Re: [PATCH net v2 1/2] page_pool: fix timing for checking and disabling napi_local
From: Yunsheng Lin
Date: Tue Oct 01 2024 - 21:53:18 EST
On 10/1/2024 7:30 PM, Paolo Abeni wrote:
...
@@ -828,6 +837,9 @@ void page_pool_put_unrefed_netmem(struct page_pool
*pool, netmem_ref netmem,
recycle_stat_inc(pool, ring_full);
page_pool_return_page(pool, netmem);
}
+
+ if (!allow_direct_orig)
+ rcu_read_unlock();
What about always acquiring the rcu lock? would that impact performances
negatively?
If not, I think it's preferable, as it would make static checker happy.
As mentioned in cover letter, the overhead is about ~2ns
I guess it is the 'if' checking before rcu_read_unlock that static
checker is not happy about, there is also a 'if' checking before
the 'destroy_lock' introduced in patch 2, maybe '__cond_acquires'
can be used to make static checker happy?
}
EXPORT_SYMBOL(page_pool_put_unrefed_netmem);
[...]
@@ -1121,6 +1140,12 @@ void page_pool_destroy(struct page_pool *pool)
return;
page_pool_disable_direct_recycling(pool);
+
+ /* Wait for the freeing side see the disabling direct recycling
setting
+ * to avoid the concurrent access to the pool->alloc cache.
+ */
+ synchronize_rcu();
When turning on/off a device with a lot of queues, the above could
introduce a lot of long waits under the RTNL lock, right?
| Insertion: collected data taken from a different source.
PR #842, opened 2026-03-16
Cache thread liveness once per orphan-cleanup sweep

peter-lawrey:
## Summary

Reduce repeated `Thread.isAlive()` calls during `CleaningThreadLocal` orphan cleanup by caching liveness once per distinct thread for the duration of one complete cleanup sweep.

Let:

* `E` be the total number of tracked thread/value entries across all `CleaningThreadLocal` instances.
* `U` be the number of distinct tracked threads.

The sweep still visits all `E` entries, but the number of liveness checks is reduced from `E` to `U` when thread identities are shared across locals.

## Implementation

* Create one short-lived `IdentityHashMap<Thread, Boolean>` after the empty-set check.
* Share that cache while draining every tracked `CleaningThreadLocal` in the sweep.
* Discard the cache after the sweep so liveness is checked again on the next invocation.
* Preserve the existing separation between draining under the global lock and running cleanup callbacks outside it.
* Keep the public API unchanged.

Thread identities are unique within each individual `nonCleaningThreadValues` map. Cache reuse occurs across different `CleaningThreadLocal` instances populated by the same threads.

## Behavioural impact

Cleanup remains best-effort. Liveness is sampled once per distinct thread during a sweep. If a thread is observed alive and then terminates part-way through that sweep, values encountered later for that thread may remain until the next sweep. A fresh cache is created for every sweep.

No long-lived state, expiry policy or additional synchronisation is introduced.

## Validation

The cross-local integration test uses the same four worker threads to populate five locals and verifies:

* four liveness checks per populated sweep rather than twenty;
* live values remain tracked;
* a later sweep refreshes liveness after the workers terminate;
* all twenty values are cleaned exactly once; and
* a subsequent empty sweep performs no repeated cleanup.

Relevant tests pass on Java 8 and Java 21, and the full Maven verification passes on Java 21.

## Performance evidence

The call-count test establishes that the corrected cache eliminates repeated liveness checks when threads are shared across locals. It does not establish an elapsed-time improvement. Any performance claim should be supported separately with before/after measurements on the JVM and workload associated with the reported timeout, including a no-sharing control where each thread appears in only one local.

### DIFF
--- a/src/main/java/net/openhft/chronicle/core/threads/CleaningThreadLocal.java
+++ b/src/main/java/net/openhft/chronicle/core/threads/CleaningThreadLocal.java
@@ -11,6 +11,7 @@ import org.jetbrains.annotations.Nullable;
 
 import java.util.*;
 import java.util.function.Function;
+import java.util.function.Predicate;
 import java.util.function.Supplier;
 import java.util.function.UnaryOperator;
 
@@ -216,8 +217,16 @@ public class CleaningThreadLocal<T> extends ThreadLocal<T> {
      *
      * <p>Call at whatever cadence suits your application (e.g.&nbsp;every few
      * seconds, once a minute, or only at JVM shutdown).</p>
+     *
+     * <p>Liveness is sampled once per distinct thread during each sweep. If a
+     * thread terminates after being observed alive, its remaining values are
+     * retained until the next sweep.</p>
      */
     public static void cleanupNonCleaningThreads() {
+        cleanupNonCleaningThreads(Thread::isAlive);
+    }
+
+    static void cleanupNonCleaningThreads(Predicate<Thread> isThreadAlive) {
         // Drain stale entries under the lock, then run user cleanup
         // callbacks outside it so slow cleanup code never blocks
         // set()/remove()/initialValue() across the JVM.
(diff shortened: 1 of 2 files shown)


src/main/java/net/openhft/chronicle/core/threads/CleaningThreadLocal.java
```diff
@@ -228,12 +228,16 @@ private boolean doCleanupNonCleaningThreads() {
         if (!trackNonCleaningThreads)
             return true;
 
+        // cache isAlive results so it doesn't become O(N * M) on a costly operation.
+        Map<Thread, Boolean> isThreadAlive = new IdentityHashMap<>();
```
tgd, line 242: Does this cache need to be hoisted up a level?

tgd (changes requested):

src/main/java/net/openhft/chronicle/core/threads/CleaningThreadLocal.java
peter-lawrey: The cache is short lived as it caches the current state of threads being alive, this is only valid for a short window

tgd (approved):

PR #843, opened 2026-03-16
Simplify waitForCloseablesToClose() to focus on waiting semantics

peter-lawrey:
Refactor `CloseableUtils.waitForCloseablesToClose(long)` so its behaviour matches its name and return type more clearly: it now only waits for tracked closeables to enter the closing state within the given timeout and returns `true` or `false` accordingly.

## Motivation

`waitForCloseablesToClose(long)` previously mixed two responsibilities:

* waiting for closeables to close within a timeout
* performing assertion-style validation and exception throwing on unreleased resources

That made the method harder to read and blurred the distinction between it and `assertCloseablesClosed()`, which is the method intended for strict validation and failure reporting.

This change makes the contract clearer:

* `waitForCloseablesToClose(long)` is a polling/wait helper
* `assertCloseablesClosed()` remains the diagnostic/assertion path

## Change

The method has been simplified to:

* invoke pending cleanup work up front

  * `CleaningThreadLocal.cleanupNonCleaningThreads()`
  * `BackgroundResourceReleaser.releasePendingResources()`
* check whether all tracked `ManagedCloseable` instances are already closing
* return `true` once they are
* return `false` if the timeout expires
* pause briefly between checks rather than re-running assertion-oriented logic

The call in `finalize()` has also been updated to use the local method directly, improving readability.

## What was removed

The previous implementation included behaviour that was more appropriate for assertion/debug flows, including:

* disabling single-threaded checks on `AbstractCloseable`
* calling `throwExceptionIfNotReleased()` on `ReferenceCountedTracer`
* retrying around `IllegalStateException`

That logic obscured the purpose of the method and overlapped with `assertCloseablesClosed()`.

## Behavioural intent

This is primarily a clarity and responsibility-separation change:

* `waitForCloseablesToClose(long)` now has straightforward wait semantics
* `assertCloseablesClosed()` remains the place for stronger verification and failure signalling

## Benefits

* clearer API intent
* simpler control flow
* easier distinction between “wait and report success/failure” and “assert and diagnose”
* reduced surprise from a boolean-returning method throwing assertion-related failures during polling

## Notes

A `@see` link has been added in both directions to make the relationship between the two methods explicit.


src/main/java/net/openhft/chronicle/core/internal/CloseableUtils.java
```diff
@@ -124,56 +124,47 @@ protected void finalize() throws Throwable {
      *
      * @param millis The time limit in milliseconds to wait for the closeable resources to close.
      * @return true if all closeable resources are closed within the time limit, false otherwise.
+     * @see #assertCloseablesClosed()
      */
     @SuppressWarnings({"java:S3776", "java:S3516"}) // turned on by assert
     public static boolean waitForCloseablesToClose(long millis) {
```
tgd, line 130: To what extent will this change semantics and impact upstream code? Have we got green bumped builds upstream for everything?

tgd (changes requested):

src/main/java/net/openhft/chronicle/core/internal/CloseableUtils.java
peter-lawrey: This is used in the shutdown of tests when checking their resources. This behaviour should be cleaner and clearer but potentially a bit slower as a result, ie it favours waiting a bit than pulling everything down. This could show up tests that currently sometimes fail on cleanup to more consistently fail.
A Build-All bumped passed

tgd (approved):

What about moving the trailing of this function in a separate helper and
use call_rcu() instead?
For this patch, yes, it can be done.
But patch 2 also rely on the rcu lock in this patch to ensure that free
side is synchronized with the destroy path, and the dma mapping done for
the inflight pages in page_pool_item_uninit() can not be done in
call_rcu(), as the driver might have unbound when RCU callback is
called, which might defeat the purpose of patch 2.
Maybe an optimization here is to only call synchronize_rcu() when there
are some inflight pages and pool->dma_map is set.